> **Activity**
The response has to be every entry, printed word for word.

> **Data extract**
PR #4972, opened 2024-10-11
ci: parallelize graphql build schema, openai build schema, etc

RogerHYang:


.github/workflows/python-CI.yml
```diff
@@ -122,8 +118,37 @@ jobs:
...
           git diff --exit-code
 
+  build-graphql:
+    name: Build GraphQL Schema
+    needs: changes
+    if: ${{ needs.changes.outputs.phoenix == 'true' }}
+    strategy:
+      matrix:
+        py: [ 3.9, 3.12 ]
+        os: [ ubuntu-latest ]
```
axiomofjoy, line 128: What's stopping us from just building on 3.12?

axiomofjoy: Not sure it really matters if 3.9 produces a different schema as long as we have one source of truth.

.github/workflows/python-CI.yml
```diff
@@ -105,21 +105,104 @@ jobs:
...
           git diff --exit-code
-      - name: Check notebooks have cleaned output and metadata
+
+  compile-protobuf:
+    name: Compile Protobuf
+    needs: changes
+    if: ${{ needs.changes.outputs.phoenix == 'true' }}
+    strategy:
+      matrix:
+        py: [ 3.11 ]
```
axiomofjoy, line 182: Using 3.11 to make sure it runs in the container?

axiomofjoy (approved):

.github/workflows/python-CI.yml
RogerHYang: oh i added a comment after your comment. uv is failing for unknown reasons

.github/workflows/python-CI.yml
```diff
@@ -105,23 +110,139 @@ jobs:
...
+          cache-dependency-glob: |
+            pyproject.toml
+            requirements/format-jupyter-notebooks.txt
+            requirements/clean-jupyter-notebooks.txt
+          github-token: ${{ secrets.GITHUB_TOKEN }}
+      - name: Set up `tox` with `tox-uv`
+        run: uv tool install tox --with tox-uv
+#      - name: Format Jupyter notebooks
+#        run: tox run -e format_jupyter_notebooks -- **/*.ipynb
+#      - run: git diff --exit-code
```
RogerHYang, line 148: I can't get this to work for some reason, even though it ran fine locally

> **Written reply**
PR #4972, opened 2024-10-11
ci: parallelize graphql build schema, openai build schema, etc

RogerHYang:


.github/workflows/python-CI.yml
```diff
@@ -122,8 +118,37 @@ jobs:
...
           git diff --exit-code
 
+  build-graphql:
+    name: Build GraphQL Schema
+    needs: changes
+    if: ${{ needs.changes.outputs.phoenix == 'true' }}
+    strategy:
+      matrix:
+        py: [ 3.9, 3.12 ]
+        os: [ ubuntu-latest ]
```
axiomofjoy, line 128: What's stopping us from just building on 3.12?

axiomofjoy: Not sure it really matters if 3.9 produces a different schema as long as we have one source of truth.

.github/workflows/python-CI.yml
```diff
@@ -105,21 +105,104 @@ jobs:
...
           git diff --exit-code
-      - name: Check notebooks have cleaned output and metadata
+
+  compile-protobuf:
+    name: Compile Protobuf
+    needs: changes
+    if: ${{ needs.changes.outputs.phoenix == 'true' }}
+    strategy:
+      matrix:
+        py: [ 3.11 ]
```
axiomofjoy, line 182: Using 3.11 to make sure it runs in the container?

axiomofjoy (approved):

.github/workflows/python-CI.yml
RogerHYang: oh i added a comment after your comment. uv is failing for unknown reasons

.github/workflows/python-CI.yml
```diff
@@ -105,23 +110,139 @@ jobs:
...
+          cache-dependency-glob: |
+            pyproject.toml
+            requirements/format-jupyter-notebooks.txt
+            requirements/clean-jupyter-notebooks.txt
+          github-token: ${{ secrets.GITHUB_TOKEN }}
+      - name: Set up `tox` with `tox-uv`
+        run: uv tool install tox --with tox-uv
+#      - name: Format Jupyter notebooks
+#        run: tox run -e format_jupyter_notebooks -- **/*.ipynb
+#      - run: git diff --exit-code
```
RogerHYang, line 148: I can't get this to work for some reason, even though it ran fine locally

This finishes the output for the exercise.